PNAS: What is the significance of the molecular clock that Wilson and Sarich helped pioneer?

Winther: There are reasons why Gould and Eldredge got very popular with their punctuated equilibrium theory (9), arguing that there was not much evolutionary change for a long time and then there was all this change all of a sudden. Well, geologically [speaking]; we are still talking hundreds of thousands to millions of years, but relative to the fossil record, there could be very quick changes and then not much change at all for long periods of time. That is what is called a punctuated picture. Then, there is also a middle view that evolutionary rates can go somewhat up and then somewhat down, then somewhat up and somewhat down.

Vincent M. Sarich. Image credit: University of California (Berkeley, CA).

What blew people away was [the finding that]—at least for some proteins—there seemed to be very consistent changes you could almost use as a clock. In a nested tree, as long as the distances were equal, the divergence times were equal, too, going up into the branches. This is important because you can make all kinds of inferences about divergence time and about similarities between species. Why do we have a molecular clock? We have it because those are the proteins that are not under a lot of selection. They are most likely neutral or what is called nearly neutral. Mutations tend to happen on a somewhat regular basis, but you do not have selection to either weed out mutations that are not beneficial or to select for mutations that are beneficial. So, they are just going to change based on intrinsic genetic mutation processes.

PNAS: What is the legacy of Wilson’s research?

Willerslev: To me, Allan Wilson is the founder of molecular evolution.

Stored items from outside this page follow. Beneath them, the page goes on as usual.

PR #23, opened 2020-08-12
kernel-tests: Add kernel performance ptests

gratian:
Add cyclictest performance tests with various loads: idle, hackbench
scheduler load, fio based disk I/O load, and iperf based network load.

### DIFF
--- a/recipes-kernel/kernel-tests/kernel-performance-tests-files/common.cfg
+++ b/recipes-kernel/kernel-tests/kernel-performance-tests-files/common.cfg
@@ -4,3 +4,6 @@ TEST_DURATION=8h
 # Maximum expected latency in useconds.
 # The test will fail if cyclictest latency goes beyond this value.
 MAX_LATENCY=300
+
+# Location for benchmark logs and test results
+LOG_DIR="/var/local/ptest-results/kernel-performance-tests"
--- a/recipes-kernel/kernel-tests/kernel-performance-tests-files/common.cfg
+++ b/recipes-kernel/kernel-tests/kernel-performance-tests-files/common.cfg
@@ -1,0 +1,6 @@
+# Common configuration for all kernel performance tests
+TEST_DURATION=8h
+
+# Maximum expected latency in useconds.
+# The test will fail if cyclictest latency goes beyond this value.
+MAX_LATENCY=300
--- a/recipes-kernel/kernel-tests/kernel-performance-tests-files/run-cyclictest
+++ b/recipes-kernel/kernel-tests/kernel-performance-tests-files/run-cyclictest
@@ -1,0 +1,72 @@
+#!/bin/sh
+source ./common.cfg
+
+function add_system_info()
+{
+    {
+	DESC=$(fw_printenv DeviceDesc)
+	DEVICE=${DESC#*=}
+	echo "# Device: $DEVICE"
+
+	echo -n "# Kernel: "
+	uname -a
+
+	echo -n "# Kernel parameters: "
+	cat /proc/cmdline
+
+	# save info on the current security mitigations
+	echo "# Security vulnerabilities settings: "
+	if [ -d "/sys/devices/system/cpu/vulnerabilities" ]; then
+	    for f in  /sys/devices/system/cpu/vulnerabilities/*; do
+		VULN=$(basename "$f")
+		if [ -f "$f" ]; then
+		    echo -n -e "#     $VULN:\t"
+		    cat "$f"
+		fi
+	    done
+	else
+	    echo "#     vulnerability information not published"
+	fi
+
+	# save info on the current C state settings
+	echo "# C-states settings: "
+	for CPU in /sys/devices/system/cpu/cpu[0-9]; do
+	    NCPU=$(basename "$CPU")
+	    echo "#     [$NCPU]"
+	    for CSTATE in $CPU/cpuidle/state[0-9]; do
+		NSTATE=$(basename "$CSTATE")
+		if [ -f "$CSTATE/name" ] && [ -f "$CSTATE/disable" ]; then
+                    NAME=$(cat "$CSTATE/name" 2>/dev/null)
+                    STATUS=$(cat "$CSTATE/disable" 2>/dev/null)
+
+                    echo -n "#     $NSTATE: $NAME: "
+                    if [ "$STATUS" = "0" ]; then
+                        echo "enabled"
+                    else
+                        echo "disabled"
+                    fi
+		else
+                    echo "#     information not available"
+		fi
+	    done
+	done
+    } >> "$1"
+}
+
+function run_cyclictest()
+{
+    LOG="results/cyclictest-$1-`date +'%Y_%m_%d-%H_%M_%S'`.log"
+    cyclictest --smp --priority=98 --mlockall --notrace --interval=997 --quiet --duration="$TEST_DURATION" --histofall=1000 --histfile="$LOG" > /dev/null
+    add_system_info "$LOG"
+
+    LATENCY=$(grep -sw "# Max Latencies:" "$LOG" | awk '{max=$4; for(i=4; i<=NF; i++) if ($i>max) max=$i; gsub("^0*", "", max); print max}')
+    if [ "$LATENCY" -le "$MAX_LATENCY" ]; then
+	echo "PASS: cyclictest with $1 load, latency: $LATENCY (usec) is less than max latency: $MAX_LATENCY (usec)"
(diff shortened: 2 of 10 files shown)


gratian:
Attn: @bstreiff @amstewart

recipes-kernel/kernel-tests/kernel-performance-tests-files/run-cyclictest
```diff
@@ -0,0 +1,72 @@
+#!/bin/sh
```
amstewart: Could you set the shebangs to `/bin/bash` only, since you're using non-POSIX syntax in most of the scripts.

recipes-kernel/kernel-tests/kernel-performance-tests-files/run-cyclictest
```diff
@@ -0,0 +1,72 @@
...
+source ./common.cfg
+
+function add_system_info()
+{
+    {
+	DESC=$(fw_printenv DeviceDesc)
```
amstewart, line 7: Could you add a dependency on the `fw-printenv` package, which apparently [provides the utility](https://github.com/ni/meta-nilrt/blob/nilrt/master/sumo/recipes-ni/ni-utils/fw-printenv_1.0.bb).

recipes-kernel/kernel-tests/kernel-performance-tests-files/run-cyclictest
```diff
@@ -0,0 +1,72 @@
...
+                    echo "#     information not available"
+		fi
+	    done
+	done
+    } >> "$1"
+}
+
+function run_cyclictest()
+{
+    LOG="results/cyclictest-$1-`date +'%Y_%m_%d-%H_%M_%S'`.log"
```
amstewart: Can we change this to an absolute path under `/tmp` or something? We haven't enforced a consistent working dir from which to run the ptests.

recipes-kernel/kernel-tests/kernel-performance-tests-files/run-cyclictest
```diff
@@ -0,0 +1,72 @@
...
+    cyclictest --smp --priority=98 --mlockall --notrace --interval=997 --quiet --duration="$TEST_DURATION" --histofall=1000 --histfile="$LOG" > /dev/null
+    add_system_info "$LOG"
+
+    LATENCY=$(grep -sw "# Max Latencies:" "$LOG" | awk '{max=$4; for(i=4; i<=NF; i++) if ($i>max) max=$i; gsub("^0*", "", max); print max}')
+    if [ "$LATENCY" -le "$MAX_LATENCY" ]; then
+	echo "PASS: cyclictest with $1 load, latency: $LATENCY (usec) is less than max latency: $MAX_LATENCY (usec)"
+	CYCLICTEST_RESULT=0
+    else
+	echo "FAIL: cyclictest with $1 load, latency: $LATENCY (usec) is above the expected max latency: $MAX_LATENCY (usec)"
```
amstewart: For ptest parsing, the contents of the results line needs to be consistent between runs (with the exception of the actual PASS/FAIL substring). I cover that in more detail [here](https://dev.azure.com/ni/DevCentral/_wiki/wikis/AppCentral.wiki/3560/Yocto-PTests?anchor=test-result-lines). You can print the load and latency info on lines before the PASS/FAIL line, though.

recipes-kernel/kernel-tests/kernel-performance-tests-files/common.cfg
```diff
@@ -0,0 +1,6 @@
+# Common configuration for all kernel performance tests
+TEST_DURATION=8h
```
amstewart, line 2: I suppose this isn't critical for what we're intending to use this ptest suite for, but it's worth noting that the `ptest-runner` wrapper binary is currently hardcoded to ETIMEOUT a test suite [if it runs for more than 300 seconds](https://dev.azure.com/ni/DevCentral/_wiki/wikis/AppCentral.wiki/3560/Yocto-PTests?anchor=timeliness). So we'll need to invoke this test manually in any testsuite we use it in (and/or upstream a patch to `ptest-runner` to allow for modifying that timeout).

recipes-kernel/kernel-tests/kernel-performance-tests-files/test_kernel_cyclictest_fio.sh
```diff
@@ -0,0 +1,15 @@
+#!/bin/sh
+source ./run-cyclictest
+
+# start background disk I/O load
+mkdir -p .fio
+fio fio.cfg --ioengine="sync" --runtime="$TEST_DURATION" --ramp_time=1m --output="results/fio-sync-`date +'%Y_%m_%d-%H_%M_%S'`.log" > /dev/null &
```
amstewart: Same comment about having a more absolute location to store the `.fio` directory.

recipes-kernel/kernel-tests/kernel-performance-tests-files/test_kernel_cyclictest_iperf.sh
```diff
@@ -0,0 +1,24 @@
+#!/bin/sh
+source ./run-cyclictest
+
+# start background network load
+source ./iperf.cfg
+if [ -z "$IPERF_SERVER" ]; then
+    echo "SKIP: iperf server not configured, skipping iperf based network load test."
```
amstewart: Same comment about the result line needing to be consistent.

amstewart (changes requested):

recipes-kernel/kernel-tests/kernel-performance-tests-files/run-cyclictest
gratian: I don't like using /tmp for this because it's volatile and limited in space, but I can look for a different place if desired.

IMHO having the results stored where the tests reside (/usr/lib/kernel-performance-tests/ptest/results/) is not the worst thing in the world. It makes them easier to retrieve since for these particular tests the log files are the important part not the pass/fail print.

recipes-kernel/kernel-tests/kernel-performance-tests-files/run-cyclictest
gratian: OK

recipes-kernel/kernel-tests/kernel-performance-tests-files/run-cyclictest
gratian: Sounds good. Thanks for catching this.

recipes-kernel/kernel-tests/kernel-performance-tests-files/run-cyclictest
gratian: Sure; I didn't realize there was convention doc for this. That's good to know. The Yocto manual doesn't mention anything beyond the PASS/FAIL substring.

recipes-kernel/kernel-tests/kernel-performance-tests-files/test_kernel_cyclictest_fio.sh
gratian: /tmp is not going to have enough space for this. The fio benchmark creates large files during the test. The folder is removed at the end of the test so it shouldn't matter but I can look for some other location in /var or something.

recipes-kernel/kernel-tests/kernel-performance-tests-files/run-cyclictest
amstewart: I think the test location would be fine. Another possibility might be to store them under $HOME for the running user. I was only objecting to using a blind, relative path - since who knows where the shell is when these tests are run.

recipes-kernel/kernel-tests/kernel-performance-tests-files/run-cyclictest
amstewart: Yep. Believe me, that wiki page is written in blood. :)

recipes-kernel/kernel-tests/kernel-performance-tests-files/common.cfg
gratian: ptest-runner already has that option ('-t'). I'm currently currently doing a run using that option i.e. 'ptest-runner -t 360000' which should give me enough runway for these tests before it times out.

amstewart: Ah! Nevermind; I have old information then.

gratian:
Requested changes have been implemented. See fixup commit.

amstewart (approved):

Not only with this paper but also Mitochondrial Eve (10), which was another mind-blowing discovery. He is also establishing the field of ancient DNA, which I am part of. He was a coauthor on the first ancient DNA paper (11). So, he is a tremendously important person in terms of establishing some very fundamental discoveries but also to applying molecular biology in an evolutionary framework.

Winther: Wilson did not do this alone. Eske and I are too young to have met Wilson, but let us not forget that Wilson did this impressive work with his PhD students: Vincent Sarich (1), Rebecca Cann (10), Mark Stoneking (10), and Svante Pääbo (12).

Willerslev: My supervisor during my PhD, Peter Arctander (13), came out of that group. In terms of the people who came out of his group, so many of them have established very successful groups around the world. In that sense, he not only has an incredible [scientific] legacy but also in terms of the people he fostered.

Winther: The regularity of molecular evolution is not a [self-evident] truth. It is an empirical pattern that had to be [conceived] and measured. It is not the case that evolution always works with a molecular clock, but it does under certain idealized conditions. Wilson and Sarich’s work is a beautiful case in thinking clearly and having well-defined measurements that lead to surprising and provocative results.